The last three weeks were quite exhausting, exciting and in general a thrilling experience for me as a doctoral student.
In February, I had the opportunity of presenting my diachronic corpus of Personal Weblogs to an audience of media linguists and communication scientists on the conference of the DGPuK section “Mediensprache”. The focus of the talk was my methodology of collecting corpus candidates and selecting those that were added to the corpus. I also presented some ideas about the use of images in Personal Weblogs. The slides and the manuscript of the talk can be found on the “publication”-page.

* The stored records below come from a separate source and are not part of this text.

PR #7259, opened 2024-05-05
Make `Entity.ktElement` no nullable

BraisGabin:
There is not a good reason to keep `Entity.ktElement` nullable. It just make the API messier and provide no value.

### DIFF
--- a/detekt-api/build.gradle.kts
+++ b/detekt-api/build.gradle.kts
@@ -11,6 +11,7 @@ dependencies {
 
     testImplementation(projects.detektTest)
     testImplementation(libs.assertj)
+    testFixturesImplementation(projects.detektTestUtils)
 }
 
 detekt {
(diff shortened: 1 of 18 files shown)


3flex (dismissed):
This might not be a good idea:

1. Not all rule violations relate to a KtElement, for example trailing whitespace (whitespace is represented by a PsiElement)
2. Rule violations like MaxLineLength can include multiple KtElements

I haven't looked into it, but do we actually need to include the KtElement in the Entity at all? A location, signature and location should be enough to report on issues.

BraisGabin:
Rebased to fix conflicts. A review here would be great. This is not a big blocker or anything else but it would be nice to merge it.

cortinico:
CI is really red here @BraisGabin

BraisGabin:
Fixed. The new rule from ktlint always bites be.

cortinico (approved):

The feedback was quite positive. Michael Klemm suggested conducting interviews, especially concerning the question of media selection – the choice between a weblog, facebook, twitter and other forms of communication. I am thinking about this suggestion; probably I won’t have the time and space to include that in my doctoral thesis. I guess I should focus on the material I have gained from analysing the metablogging in my corpus texts. However, it might be a good idea to mention the idea of conducting interviews as matter of further research in my conclusion-section.
Another comment concerned the size of my corpus, in particular the 80 texts in period II.C. I should be aware that people will always ask why there is a particular number of texts, why not more, why not less. I am thinking of extending the corpus to 100 texts per period in part II. This entails a lot of work; however, according to my estimation formula (I use Raithels (2008: 62) formula n>=10*K^v with K being the number of features per variable and v being the number) 100 texts are a safe number to work with as all my variables do not have more than 8-ish different features and my study does not need to look at more than 2 variables simultaneously. Be that as it may, I find this insisting on numbers a bit frustrating. I mean, I DO have 80 texts per period II.B and II.C and even 93 for period II.A. And I DO work with a sheer flood of examples from those texts – so why is that not enough to describe some patterns and their change(s)?
Another, very interesting suggestion was that of a connection between media development and topics – never thought about the fact that fashion blogs came into existence because of the ease of embedding images! Thanks to Christof Barth (Trier University) for that idea!
My second talk was last weekend (14th NLK) and dealt with the textual functions of the Personal Weblogs in DIABLOK. I presented my methodology – a combination of Grounded Theory-style content analysis (Glaser & Holton 2004; Mayring 2010) and linguistic analysis Ă la Klaus Brinker (1983, 2000, 2010). I basically work with ethnocategories here – so I try to find out what bloggers say they do functionwise and analyse these functional patterns linguistically. I suggested functional patterns called Update, Filter, and Sharing Experience.
My mentor Alexander Brock, who was also present at the conference, was not quite content with the names of the functional patterns, especially regarding the Update-function. I am not sure whether I get him right: His point is that “Update” actually only concerns a special kind of information structure, a ratio of new and old information. In my opinion, “Update” is a functional pattern that the blogging community has termed like that and which can be recognized by structural, contextual and functional features (see my slides for examples).
Our compromise, however (even though it might be the result of a misunderstanding) is quite a useful one: My mentor suggested not to present all the ethnocategories as seperate sub chapters but rather group them according to their dominating functional component. So there will be sub chapters on informational, appellative, and contact functions as well as on production-oriented functions (thinking by writing, releasing emotional tension, creative expression).
Apart from that, I got a highly interesting comment about the DarkNet with its utter anonymity and a possible comparison of my Personal Weblogs with the textual patterns to be found there. Thank you, Marco, for that – I will definitely follow this trace some day!